A quick search for krokbragd on Google Images shows, straight away, how very different krokbragd fabrics can look.  It reminds me most of Fair Isle knitting, which uses only two colours per row, and yet can produce such a huge variety of design.  I'd love to include some of those images in my post, but of course – they aren't mine, so it would be rude.  The beauty!!  Please, go look!

The details
So.  I ended my previous krokbragd post with a picture which looked little-to-nothing like the weaving I'd shown at the start of the post:


This picture has different warp colours for each shaft (1-2-3-2), and always the same colour in the weft.  that's not how krokbragd works.  In krokbragd weaving, the warp is completely covered by the weft, and it's the weft that changes colour.  So, if we take the same image as above, then change it round so the warp is all black, and we are alternating colours in the weft:


Then look at the back of it, otherwise produced by raising two shafts and once instead of only one, so 'overs' become 'unders' and so on:


Then make the warp realllly skinny:


Now you can see how, if we beat harder, the weft will pack down on the warp, so that three successive weft picks smush into the gaps left by their predecessors.  Leaving:


Stripey!!  Notice how half the stripes are red.  The other half are split evenly between red and blue.  And you don't have to do anything very complicated to swap that pattern out for this one:


After a few repeats of yellow-blue-red, we throw in one lot of yellow-blue-blue, then switch to red-yellow-blue for a bit.  Then one lot of yellow-blue-blue, and back to the original.  See?
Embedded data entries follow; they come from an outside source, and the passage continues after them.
PR #250, opened 2020-03-17
Update graphx.asm

grosged:
Here's my new version of _PrintNormalFont (faster & with a few self-modifying-codes)
Could you please check & review ?.. Thx !

### DIFF
--- a/src/graphx/graphx.asm
+++ b/src/graphx/graphx.asm
@@ -3177,34 +3177,58 @@ smcByte _TextHeight
 	jr	_PrintLargeFont		; SMC the jump
 _TextScaleJump := $ - 1
 _PrintNormalFont:
-.loop:
-	ld	c,(hl)			; c = 8 pixels
-	add	iy,de			; get draw location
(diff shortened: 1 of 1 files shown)


runer112:
From looking at the code, it all looks good. @grosged have you tested any of the text-printing examples with these optimizations to verify that they still work? I'll probably do so myself, just wondering if you have as well.

runer112:
Could you convert spaces to (8-wide) tabs, though? Or maybe I can if I have that permission, not sure.

grosged:
@runer112,
I verified nothing : I  just wrote & re-adapted/shortened these optimizations in my 'mind' only.
I'll try to convert to good 8 wide tabs ;)

grosged:
Unsuccesfully modified : I'm using github "online" within my browser (not the best manner, I know) I just can't change into 8 space wide tabs, sorry.
I'm  a linux user, so no github desktop for me :(

grosged:
Thanks, jacobly0 ;)

PR #251, opened 2020-03-25
Optimisation of kb_AnyKey (shorter/faster)

grosged:


runer112:
Untested, I'm guessing?

runer112:
@mateoconlechuga @jacobly0 Why don't we use mode 1 for this anyway?

mateoconlechuga:
Of course it hasn't been tested. I say we don't accept pull requests anymore until he starts testing them.

mateoconlechuga:
To add on to that, it seems sketchy as heck to rely on port mirroring like this.

adriweb:
In addition, we unfortunately don't have any autotests for `kb_AnyKey` yet.
_(That said, there are only 2 tests left that don't pass, I'll try to see what's going on)_

adriweb:
To re-open later if needed (especially if we can make sure the "scary port things" are actually safe)

adriweb:
jk. i've been told this is already used elsewhere.
Merged as 4eb48e9a9a035c9808205b00965cdeab2798a9ef

PR #258, opened 2020-05-03
Add ti::real C++ class wrapping TI's real number format and OS funcs

adriweb:
**TODO**:

 * [x] Better math-oriented example?
 * [x] Autotest on that example
 * [x] wrap the remaining functions


adriweb:
We could (should) probably come up with a fancy math example though.

erentar:
Please put the monte carlo pi as math example

adriweb:
Sure, that's easy enough

adriweb:
OK, review plz, I added more functions and tests.

src/ce/tireal.hpp
```diff
@@ -0,0 +1,585 @@
+#pragma once
```
mateoconlechuga, line 1: no

src/ce/tireal.hpp
```diff
@@ -0,0 +1,585 @@
...
+
+#include <tice.h>
+
+#include "limits.hpp"
```
mateoconlechuga, line 5: should be the very first include

src/std/limits.hpp
```diff
@@ -0,0 +1,29 @@
+#pragma once
```
mateoconlechuga, line 1: no

PR #259, opened 2020-05-30
Fix typo in 'Merthsoft'

merthsoft:


runer112:
What, you don't want to be known as "Methsoft"?

runer112:
This change is obviously fine, but I'm a bit confused by our branch strategy at the moment so I'll hold off until someone more knowledgeable sees this and can verify what the target branch should be.

merthsoft:
Fair! Happy to target a different branch if needed :)

adriweb:
Yeah basically the only real development branch now is llvm, that's what the target should be. I'll change it and merge the PR soon.

merthsoft:
ok I made a mess changing the source. I can make a different branch off of llvm

PR #267, opened 2020-07-13
Improve fileioc garbage collect handling

beckadamtheinventor:
When a gc will be triggered as a result of calling _Arc_Unarc, set OS graphics mode, restore afterwards.
Added ti_SetPostGCHandler((void)(*routine)(void)) so user programs can easily setup graphics again.
Had to replace some of the files in ``src/include/`` to get fileioc to build. Ignore those if you can lol
[archive_overloader.zip](https://github.com/CE-Programming/toolchain/files/4914240/archive_overloader.zip)


adriweb:
Woops, please reopen targeting the `llvm` branch, yep :)

PR #269, opened 2020-07-13
Improve fileioc garbage collect handling

beckadamtheinventor:
When a gc will be triggered as a result of calling _Arc_Unarc, set OS graphics mode, restore afterwards, then run a callback.
Default callback sets up xlibc palette and zeroes the screen. Use `ti_SetPostGCHandler((void)(*routine)(void))` to change this callback.
(Third PR because I keep screwing up the PR location)
[archive_overloader.zip](https://github.com/CE-Programming/toolchain/files/4914366/archive_overloader.zip)


beckadamtheinventor:
Hopefully fileioc.asm doesn't disappear again...

adriweb:
See #270

PR #130, opened 2019-08-05
CDAP-15712 GCS Create and Delete actions are broken

vladhlinskiy:
1. Fixed wrong call of `getPaths` method
2. Refactored validation flow

### DIFF
--- a/src/main/java/io/cdap/plugin/gcp/gcs/actions/GCSBucketCreate.java
+++ b/src/main/java/io/cdap/plugin/gcp/gcs/actions/GCSBucketCreate.java
@@ -131,7 +131,7 @@ public final class GCSBucketCreate extends Action {
   /**
    * Config for the plugin.
    */
-  public final class Config extends GCPConfig {
+  public static final class Config extends GCPConfig {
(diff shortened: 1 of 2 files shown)


vladhlinskiy:
@albertshau could you, please, take a look?

src/main/java/io/cdap/plugin/gcp/gcs/actions/GCSBucketCreate.java
```diff
@@ -151,11 +151,10 @@ public boolean getFailIfExists() {
     }
 
     void validate() {
-      if (containsMacro("paths")) {
-        return;
-      }
-      for (String path : config.getPaths()) {
```
albertshau, line 157: it's not good that it was possible to call 'config.getPaths()'. Can you also make the Config class static so that this is impossible

vladhlinskiy: Thanks for comment. Done.

albertshau (approved):
lgtm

This next pattern shows up all over in krokbragd designs, can you see how it works?


What about this one?


Or this?


And you can get quite delicate with the designs, too:


Essentially, you have a design block four 'pixels' wide.  The colour sequence in the block will always be A-B-C-B, where any or all of the colours may be the same.  The same block will repeat across the whole row, but the colours can change as much as you like between rows.  You can swap weft colours as often as you like to build your design, but note that the 'A' elements will always stack up on each other,
as will the 'B' elements (of which there are twice as many) and the 'C'
elements.  Bearing in mind I've stuck to a total of three colours in my little 'samples' here, I can't even begin to imagine the variety possible with more.

I was going to talk about how I used Microsoft Word to mock up all these patterns, but…  it seems to me this entry is long enough as it is.  Later!